As an educator and a man who valued lifelong learning, John G. Riley would be proud to know that more than 30,000 schoolchildren have toured his home and come to know his story. For nearly 15 years, the Blended Lives program has offered every fourth-grader in the Leon County school district a look at his life and legacy. Spearheaded by the John Gilmore Riley Center/Museum for African American History & Culture Inc., the Blended Lives program introduces children to a local leader whose accomplishments continue to serve as inspiration.
Born a slave in 1857, Riley was taught to read by his aunt. He continued his education and became a teacher. He later served as the first African-American principal of a Leon County School and enjoyed a 49-year career of educational excellence and leadership. Riley rose to a place of prominence during a time when such a thing was all but unthinkable and, along the way, he acquired a significant amount of property.
Among the few African-Americans in Tallahassee to own land at the turn of the century, he was known for improving the homes on his property and renting them to other African-Americans.
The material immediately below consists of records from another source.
PR #4735, opened 2026-08-15
feat(beacons): actionable MeshBeacon invitation card (#4723)

### LINKED ISSUE #4723: feat(beacons): actionable MeshBeacon invitation card (add / switch / dismiss)
Breakout of #4718 item **A** (feature parity vs official Meshtastic clients). Related: #3854.

Both official clients show a received beacon offer as an actionable card — Add channel / Switch / Dismiss.

**Scope is smaller than the tracker implies.** The tracker says beacons are decoded "in Packet Monitor only"; in fact MeshMonitor already has:
- `src/components/configuration/MeshBeaconConfigSection.tsx` (beacon config UI)
- A `trigger.meshBeacon` automation trigger carrying `message`, `offerChannelName`, `offerRegion`, `offerPreset` and a `hasOffer` convenience flag (`buildMeshBeaconContext`)

So beacon offers are already machine-actionable via automations. The gap is a **human-facing, one-click** path.

### Work
- Surface received beacon offers as a dismissible card (dashboard and/or a notifications surface).
- Actions: add the offered channel, switch to it, dismiss. Adding a channel is a device write — route it through the existing admin/channel-set path so TX-disabled guards and permissions apply.
- Persist dismissals so the same offer doesn't nag on every rebroadcast.

### Notes
- Beacons require firmware 2.8+. Degrade quietly on older firmware rather than showing an empty surface.
- Accepting an offer mutates radio config — treat it as a confirmed, permission-gated action, never a silent one-click write without feedback.
- `offerRegion` / `offerPreset` legality is a client-side check (`span >= bandwidth`), not a wire field — validate before offering "Switch".

Refs #4718

Yeraze:
Closes #4723.

Surfaces received MeshBeacon offers as actionable invitation cards, with persistence so a dismissal survives the next rebroadcast.

## The two decisions you made

**Accepting carries an explicit confirmation.** The dialog names the channel and the destination slot before anything is written. The server enforces the same thing independently — `confirm: true` is required in the request body — so the dialog is the *explanation*, not the guard. Nothing else (an API token, a replayed request, a future caller that forgets the dialog) can drive a radio write as a bare one-click.

**Un-actionable offers are shown with the reason, not hidden.** A user who reads "this beacon named a channel but did not include its key" has learned something. An empty panel beside a visibly beaconing neighbour just looks broken.

## Two protocol defects found while building the accept path

Both were live in the storage/ingestion stages and invisible until a real 2.8 beacon arrives.

**The PSK was being dropped.** `MeshBeacon.offer_channel` is a full `ChannelSettings` — name **and** psk — but the parser kept only `.name`. Accepting would have added a channel with the right name and no usable key: one that silently decrypts nothing, which reads as success. Carrying the key through wasn't scope creep; the feature could not work without it.

That also settled a design question. The key is stored but never serialized — `toPublicOffer` replaces it with a `hasChannelKey` boolean, built field-by-field so a column added later can't ride along into a response. Which is *why* accept is a server-side endpoint rather than the client resolving a slot and calling `PUT /api/channels/:id`: the client has no key to send.

**`offer_region = 0` means UNSET, not a region.** `offer_preset` is declared `optional` (explicit presence, so preset 0 = LONG_FAST is real), but `offer_region` is a plain proto3 enum field. I had treated both as present, and had written a test *asserting* region 0 was a real offer — the test encoded my assumption rather than the protocol. Both directions are now pinned so a future tidy-up can't quietly make them consistent and wrong.

## Scope call worth your eye

A beacon can also advertise a region and modem preset. Applying those is not a channel edit — it's a whole-struct LoRa config replace that moves the radio to a different network entirely, potentially cutting it off from every peer it currently hears. The firmware itself never auto-applies an offer.

So **accept joins the offered channel and nothing else.** Region/preset render as context ("Advertises a mesh on LongFast / US"), including a note when the pair isn't legal, with no button to apply it. The issue's "Switch" action is deliberately not implemented as a one-click; say the word if you want it as a separate confirmed flow.

Related guards: slot 0 is refused outright (accepting an invitation must never move a node off its own primary network), and an occupied slot needs `overwrite` on top of `confirm` so "I meant to accept" and "I meant to destroy channel 3" stay two statements. The device write happens before the DB write — the other order leaves the UI showing a channel the radio doesn't have.

## Verification

- Full suite: **15,621 passed, 0 failed**, 4,527 suites, with PostgreSQL and MySQL containers up (109 skipped, so multi-backend coverage genuinely ran).
- `lint:ci` ratchet passes. The one new `any` in `activeSchema.ts` is suppressed in place rather than baselined, so the file's count stays flat — it's the same deliberate `any` as the other 54 fields there.
- `tsc` clean on both configs.

Three repo guard tests caught things the feature tests couldn't, and both were real:
- `migrationTables.test.ts` — `mesh_beacon_offers` was missing from the migrate-db lists, so a SQLite→PostgreSQL migration would have silently dropped the table and resurrected every dismissed invitation.
- `semanticTokens.test.ts` — the new stylesheet invented `--color-danger-surface` and friends with hardcoded fallbacks. Rewritten against tokens that exist.

## Note

Migration 147 is amended in place rather than corrected by a follow-up, since it hasn't shipped.

The generated reason/context strings in `beaconOfferActionability.ts` are English-only; the UI chrome around them is localised. Worth a follow-up if that matters.


Yeraze:
Addressed in 455ce45d. Both substantive findings were real.

**1. Missing CSS classes** — correct, and the diagnosis was exactly right: a missing CSS-module key is `undefined`, which React and TypeScript both accept silently, and the behavioural tests select by `data-testid`. Nothing could have caught it. The three classes are defined now, and "Replace and join" gets a distinct danger treatment per your suggestion — it is destructive where "Join" is not, so they should not look identical.

I also added a guard test that checks the component's `styles.*` references against the stylesheet's rules, so the next missing class fails rather than rendering blank. Verified it fails when a class is renamed, rather than passing vacuously.

**2. `deleteForSource` not wired** — correct, and worse than generic orphan rot: these rows carry the user's *dismissals*. A future source reusing the id would inherit invitations the previous owner declined and keep them hidden, which is silent and hard to trace back to a source deleted months earlier. Added to the same best-effort block as the node (#4137) and settings (#4412) purges, whose existing comment names this exact failure mode. Covered by a test in `sourceRoutes.deleteCleanup.test.ts`, likewise confirmed to fail with the fix reverted.

You were right that `atak_contacts.deleteForSource` has the same gap — it is implemented and never called. I have deliberately left it alone as out of scope here rather than quietly widening this PR; worth its own issue.

**3. Permission-check ordering** — no change. You self-corrected mid-paragraph (the permission check *is* first), and on the short-circuit: it fails **closed**. With `req.user` absent, `!req.user?.isAdmin` is true and `!(req.user && ...)` is also true, so the route 403s. It matches the existing shape in `channelRoutes.ts`, so diverging here would be the more surprising choice.

**Non-blocking observations** — agreed on all. No polling and English-only reason strings are both follow-up material rather than v1 blockers. On the `z-index: 1000` point: worth a look if a modal stack exists, though this dialog is only reachable from the channel list, so a conflict would need another overlay open at the same time.

Full suite after the fixes: 15,623 passed, 0 failed, with PostgreSQL and MySQL up. `lint:ci` clean.

Yeraze:
Correction to my previous comment — I got one thing wrong and it changed the fix.

I agreed that `atak_contacts` had the same unwired-cleanup gap. **It does not.** `deleteContactsForSource` is called from `purgeAllNodesAsync` in `database.ts` (#3691 Phase 2), and the source-delete route already invokes that. I had grepped `sourceRoutes.ts`, found nothing, and agreed without checking the layer below. There is no ATAK bug and no follow-up issue needed.

That also means my fix was in the wrong place. `purgeAllNodesAsync` is the established hook for per-node received state, so the beacon-offer cleanup now sits next to the ATAK one in `0d9cdb6d`, and the route-level call is removed as redundant (with a note so nobody re-adds it).

This is strictly better than what I had:

- it also covers the **admin purge** path, which the route-level call missed entirely — that was a real hole in my first fix
- it picks up the global (source-less) purge branch, mirroring `getContactSourceIds`

The underlying finding was still correct and worth catching — offers were being orphaned. Only my diagnosis of the surrounding code was wrong.

The existing test needed no change and was re-confirmed to fail with the cleanup disabled in its new location, since it asserts the outcome rather than the call site.

Full suite: 15,623 passed, 0 failed, PostgreSQL and MySQL up. `lint:ci` clean.

PR #4737, opened 2026-08-15
feat(survey): passive network survey — reach, neighbours and hop distribution (#4726)

### LINKED ISSUE #4726: feat: discovery scanner — active RF scan view with network summaries
Breakout of #4718 item **F** (feature parity vs official Meshtastic clients).

Android has an active RF-scan discovery view with generated network summaries.

Verified genuinely absent. (`src/components/RemoteAdminScannerSection.tsx` is unrelated — it is a MeshCore remote-admin scanner, not RF discovery. `meshcoreNativeBackend.discovery.test.ts` covers MeshCore node discovery, a different protocol path.)

### Work
- A view that actively surveys what's reachable and summarises the local network: who is heard, at what SNR/RSSI, over how many hops, on which channels.
- Much of the raw material already exists — neighbor info, traceroutes, route segments, the statistical-route graph, packet logs. A first version could be a synthesis of data already collected, with no new radio traffic at all.
- Only escalate to *active* probing if passive synthesis proves insufficient; active scanning costs airtime and needs a TX-disabled guard plus explicit user initiation.

### Notes
- MeshCore already has a distinct node-discovery mechanism (`CMD_SEND_CONTROL_DATA 55` + push `0x8E`, zero-hop only). If this view is meant to be cross-protocol, the two discovery models differ enough that the UI should not pretend they're the same.
- Treat "AI-generated summaries" as optional polish, not the core of the feature — the value is the survey.

Refs #4718

Yeraze:
Closes #4726.

Adds a network survey: how many nodes exist and how many were heard recently, who is audible at zero hops and at what signal, and how far the mesh extends by hop count. Lives in the **Info** tab, which describes the local network rather than acting on it.

## The main design decision: passive, and permanently so

The issue allowed escalating to active probing if passive synthesis proved insufficient. It doesn't — every figure here comes from records already on disk (`packet_log` for what was heard directly, answered traceroutes for reach, `nodes` for who exists), so **viewing this generates no radio traffic at all**.

That is a deliberate endpoint, not a first cut. Active scanning spends airtime on a medium every other user of the mesh depends on, and the questions worth asking are already answerable from data collected. If active probing is ever added it must be a **separate endpoint** with its own permission and TX-disabled guard — never a query parameter on this one, so that "survey the mesh" cannot silently start transmitting.

The panel states this in the UI rather than only in code comments. A view called "survey" that quietly used airtime would be a nasty surprise, and a user has no way to tell from the outside.

**Meshtastic-scoped.** MeshCore's discovery model is zero-hop and structurally different; blending the two into one number would make them look comparable when they are not.

## A cross-source leak fixed along the way

`getDirectNeighborRssiAsync` aggregated `packet_log` across **every source**, so a node heard by a second radio inflated the first radio's direct-neighbour stats. For a view whose entire claim is "who *this* radio hears directly", that is wrong rather than merely imprecise.

It had exactly one caller, itself uncalled, so nothing depended on the old behaviour. `ALL_SOURCES` remains available as the *deliberate* cross-source request, distinct from the old implicit leak. The scoping test was confirmed to fail with the fix reverted.

## Honest reporting of absence

The failure modes here are all "quietly says something untrue", so:

- **Failed query ≠ empty mesh.** Three states are kept distinct — loading, nothing-heard, and query-failed. A fresh install must not look broken, and a broken one must not claim the mesh is quiet.
- **Em dash, never 0.** "No traceroute answered yet" is not "the mesh is zero hops wide", and "no RSSI recorded" is not "0 dBm".
- **Per-query degradation.** A mesh with no answered traceroutes still gets node counts and neighbours rather than a blank view.
- **Null RSSI sorts last, not first.** Real RSSI is negative, so a `?? 0` fallback would rank an unknown signal above every real one.

## Verification

- Full suite: **15,583 passed, 0 failed**, 0 failed suites, with PostgreSQL and MySQL containers up (109 skipped, so multi-backend coverage ran).
- `lint:ci` ratchet passes with no baseline growth.
- `tsc` clean on both configs.
- Both correctness fixes (source scoping, and the earlier stylesheet guard carried over from #4735) were mutation-checked — reverted, confirmed failing, restored.

## Note

`nodeLabel` sits in its own module so the component file exports only its component; react-refresh cannot fast-refresh a mixed module.


Yeraze:
Addressed in e6ac9898.

**`withPosition` over-counting — you were right, for a different reason than stated.** Absent positions are *not* stored as `(0,0)`; `upsertNode` writes `latitude ?? null`, so that specific mechanism doesn't apply. But nodes genuinely **report** Null Island, and firmware position-precision re-centres an obscured `(0,0)` to `(offset, offset)` — and this codebase already carries `isBogusPosition` for exactly that case, plus out-of-WGS-84-range junk. So the count really was overstating how much of the mesh is locatable. Now reuses the canonical predicate rather than inventing a second opinion on what counts as a position. Confirmed to fail with the check removed.

Thanks for pushing on that one — I'd have dismissed it if I'd only checked the storage layer.

**`maxHops` sort coupling** — agreed and fixed. `Math.max` over the buckets, pinned by a test that feeds deliberately unordered input, so the assertion fails if someone reintroduces a tail read.

**Both test gaps closed.** The `longName -> shortName -> null` chain had only its first and last links exercised; `shortName`-only now has a case. The `sourceId === undefined` opt-out now carries a comment explaining why it is distinct from `ALL_SOURCES` — they look alike and mean different things.

**`nodeLabel` and large node IDs** — agreed it's pre-existing debt rather than a regression here. Worth noting the practical bound: `nodeNum` is unsigned 32-bit, so the maximum is `0xFFFFFFFF` ≈ 4.29e9, comfortably inside `Number.MAX_SAFE_INTEGER` (9.007e15). The BIGINT concern in CLAUDE.md is about PG/MySQL *column* signedness rather than JS precision, so `toString(16)` is safe for this field specifically. Not something I'd harden without a concrete overflow case.

**Sequential queries — not changed, deliberately.** Fair suggestion for PG/MySQL, but `directNeighbours` needs the node list for name resolution, so the win is one round-trip in exchange for restructuring the per-query fault tolerance that keeps a partial survey renderable when one table is empty or broken. That trade is worth making against a measurement on a loaded install, not on speculation.

**No caching** — noted, agreed it's low risk given the passive design and the window clamp. Follow-up material if this ever lands on a heavily-loaded install.

**Route test doesn't seed `packet_log`** — correct, and a fair thing to know. The per-source RSSI scoping is verified at the repository level (mutation-checked), and the route test proves the HTTP boundary and permission gate. I left it there rather than duplicating fixture-heavy packet seeding at both layers.

Full suite: 15,586 passed, 0 failed, PostgreSQL and MySQL up. `lint:ci` clean.

Yeraze:
Addressed in ca8e5a32.

**The `nameFor` empty-string passthrough was a real display bug**, not just a misleading cast — thanks for catching it. `??` kept `''`, so it never reached `shortName` *and* never reached the component's hex-id fallback either. The visible result was a neighbour row with no identifier in it at all, which is precisely the failure mode this panel is supposed to avoid.

Fixed in both places: the service trims and uses `||` so blank names fall through to `shortName` then to `null`, and `nodeLabel` treats a blank name as absent so it reaches the hex id. The `as string` casts are gone, replaced by real string checks. Four tests added across the two layers (empty longName falls to shortName; all-blank yields null; `nodeLabel` handles `''` and whitespace).

Worth noting this isn't hypothetical — blank names occur, which is why the channel layer already carries an `allowBlankName` concept.

**Sequential queries** — declining again, and I think we now agree on the substance: you note the per-query `try/catch` can't wrap a `Promise.all` cleanly, which is the trade. `getAllNodes` gates name resolution, so only `getHopCounts` is genuinely parallelisable — one round-trip, in exchange for giving up the fault tolerance that keeps a partial survey renderable when one table is broken. Worth revisiting against a measurement on a loaded install.

**No dedup/abort on rapid window changes** — fair, and accurate as described: last-to-resolve wins. Low impact given the window selector is a four-option dropdown rather than a slider, but it's the right thing to reach for if this lands somewhere with a slow DB.

**`clampWindowHours` floor-before-clamp** and the **indentation nit** — both read correctly as you describe; no change.

Full suite: 15,701 passed, 0 failed, PostgreSQL and MySQL up. `lint:ci` clean.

The community that arose from this practice was known as Smokey Hollow.
Riley’s own home was built on the edge of Smokey Hollow, and it has been preserved as a museum, a historic landmark and featured location in the Blended Lives program.
Levitticus Roberts is the Riley Center’s director of museum education and for the past five years has coordinated Blended Lives. Holding true to the main goal of the educational experience, she hopes that students gain “a complete understanding that African-American history is not separate from American history, it’s intertwined.
That’s the whole concept of Blended Lives. You have these different genres of history, but it’s all one in the same, not separate compartments.”
To better illustrate this point, the Riley Center works with the Florida Historic Capitol and Goodwood Museum & Gardens to bring history into context. In partnership with Leon County Schools, a curriculum is developed with the collaboration of area fourth-grade teachers. Students work through that content before they board the bus for the site visit.